From Progarchives.com, the ultimate progressive rock music website

Steve Hegede
Prog Reviewer
5 stars I hate to start this review using the word "wow". But here it goes...wow! For those of you who are unfamiliar with THINKING PLAGUE, they are one of the leading bands in the modern Rock-in-opposition movement. Rock-in-opposition, or RIO for short, can be traced back to the early musical experiments of Frank ZAPPA, but the actual left-leaning movement began in Europe with bands like HENRY COW, STORMY SIX, and PICCHIO DAL POZZO.

As the 1980s began, RIO became an international, non-political, musical genre. What does RIO sound like? The RIO sound is almost impossible to describe because it is open to all sorts of influences and ideas, but the bands tend to mix 20th Century avant-garde classical influences, with progressive rock, and avant-jazz. So the music tends to sound dissonant, complex, angular, yet totally addictive. What makes this music addictive for me are the quirky rhythms found in most RIO bands.
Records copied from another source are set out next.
Issue #633, opened 2022-10-04
`test demo_round_trip has been running for over 60 seconds`


jhurliman:
The rust task in CI takes 5x longer than all other tasks, and it seems to be slow execution time of one or more tests. Example run:

https://github.com/foxglove/mcap/actions/runs/3178572685/jobs/5180207785

Relevant output:

```
test demo_round_trip has been running for over 60 seconds
```

PR #653, opened 2022-10-12
Make zstd optional in Rust library

### LINKED ISSUE #648: rust: make zstd dependency optional
Nice to be able to compile without zstd for users that don't want to use it.

foxymiles:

Some of Frank ZAPPA's crazier rhythms are a good comparison, but the RIO bands usually come up with ideas that no one else has thought of. The bands break new ground with each new album.

"In Extremis" is the latest album from THINKING PLAGUE, and it's quite a treat. I'll try to describe the music from the bottom up to hopefully give you an idea of their sound. The drum and bass work on this album is phenomenal. Dave Kerman and Bob Drake work themselves into complex grooves that are so catchy, that they sometimes have a strange danceable-quality to them (if you are also able to dance to some of ZAPPA's music). Somehow they also manage to create a layer of sound that is separate, yet parallel, to what the other musicians are playing. In fact, most listeners will be amazed at the amount of layers in this music. Each musician in TP seems to be in their separate world, but somehow the colliding sounds fit perfectly together.

Anyway, over the "rhythm-layer" we find a mix of classical and rock instruments. The melodies, and flurries of counter-melodies, seem influenced by Schoenberg's 12-tone music. Guitarist Mike Johnson leads with his excellent guitar work, but he is closely followed by dozens of instruments which include piano, clarinet, cello, flute, and violin. Microtonal influences appear in a number of sections and seem to be done by electronic manipulation and synths. The chords created by the various instruments are densely-dissonant (but not ugly), and have an Edgar Varese-quality to them. This, of course, might sound like too much for some, but I have to add that the band has a talent for creating hooks that remain locked in your head long after the album is done.

In my opinion, singer Deborah Perry has an important role for making this musically complex album accessible to a progressive rock audience. Her vocal lines are dissonant, and 12-tone based, yet her delivery has an avant-pop quality to it that should sound strangely beautiful even to someone who is unfamiliar with modern classical. Some of the CD's highlights include the opening track "Dead Silence" which is a tour-de-force and features catchy vocals and lyrics. "Les Etudes D'Organism" is a 14-minute epic that features a section influenced by early circus music. However, that section sounds like circus music composed by Arnold Schoenberg. The remaining tracks each explore new ground, unexplored sounds, and 20th century musical theories.

Overall, I would recommend "In Extremis" to musically adventurous prog fans. But if your also looking for an introduction to avant-garde music, and RIO, this is another perfect CD to start with.